Spiral’s long-term product model is query-to-batch: use SQL to define the rows you want, then let the engine plan when and how expensive values are materialized for previews, artifacts, or model-ready batches.

The current CLI exposes the relation part of that model. Extension and batch delivery pages are marked Experimental: Contact Us until they are implemented in the public client.

Result forms

A Spiral workflow can produce three result forms:

Result	Meaning
`Relation`	Rows and typed values, including deferred references.
`Artifact`	A persisted feature set, index, transformed dataset, or optimized layout.
`MorselStream`	Ordered, bounded CPU- or device-resident morsels.

The distinguishing rule is that destination is part of planning.
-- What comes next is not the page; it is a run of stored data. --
PR #556, opened 2025-03-05
Add a timeout to dom based act

kamath:
# why
Customer request -- we can now add timeouts to prevent infinite recursion on `act()`

# what changed
You can now add a timeout to `page.act()` with `timeoutMs` and at a global level at `actTimeoutMs` (default `60_000`)

# test plan
added two evals, one for global timeout, one for each act timeout

### DIFF
--- a/lib/StagehandPage.ts
+++ b/lib/StagehandPage.ts
@@ -487,7 +487,7 @@ export class StagehandPage {
       useVision, // still destructure this but will not pass it on
       variables = {},
       domSettleTimeoutMs,
-      slowDomBasedAct = false,
+      slowDomBasedAct = true,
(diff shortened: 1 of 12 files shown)


lib/StagehandPage.ts
```diff
@@ -487,7 +487,8 @@ export class StagehandPage {
       useVision, // still destructure this but will not pass it on
       variables = {},
       domSettleTimeoutMs,
-      slowDomBasedAct = true,
+      slowDomBasedAct = false,
```
seanmcguire12:
```suggestion
      slowDomBasedAct = true,
```

seanmcguire12 (approved):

A PyTorch batch stream is not a post-query export; it affects range reads, decode placement, memory bounds, layouts, and prefetch.

Planning layers


relation plan
  filtering, projection, joins, retrieval, alignment

materialization plan
  byte ranges, fetch, decrypt, decompress, decode, transform, cache

sample plan
  eligibility, split, balance, shuffle, epoch, assignment

batch plan
  shape policy, collation, device placement, allocation, prefetch

Deferred values

Deferred values are logically present before their bytes are fetched or decoded:


ImageRef
VideoFrameRef
AudioWindowRef
TensorRef
DocumentPageRef
PointCloudRef

Metadata queries can manipulate millions of references without reading payload bytes. Materialization is explicit and visible to the optimizer.

Why this matters

For ordinary SQL, a query result is usually just rows. For multimodal work, a row can point at a large payload: an image, a video frame, an audio window, a document page, or a tensor slice. Pulling those bytes too early wastes IO, decode time, memory, and device bandwidth.

Spiral treats those payloads as planned values. Metadata can be filtered and joined first. Materialization can happen later, close to the destination that needs the bytes.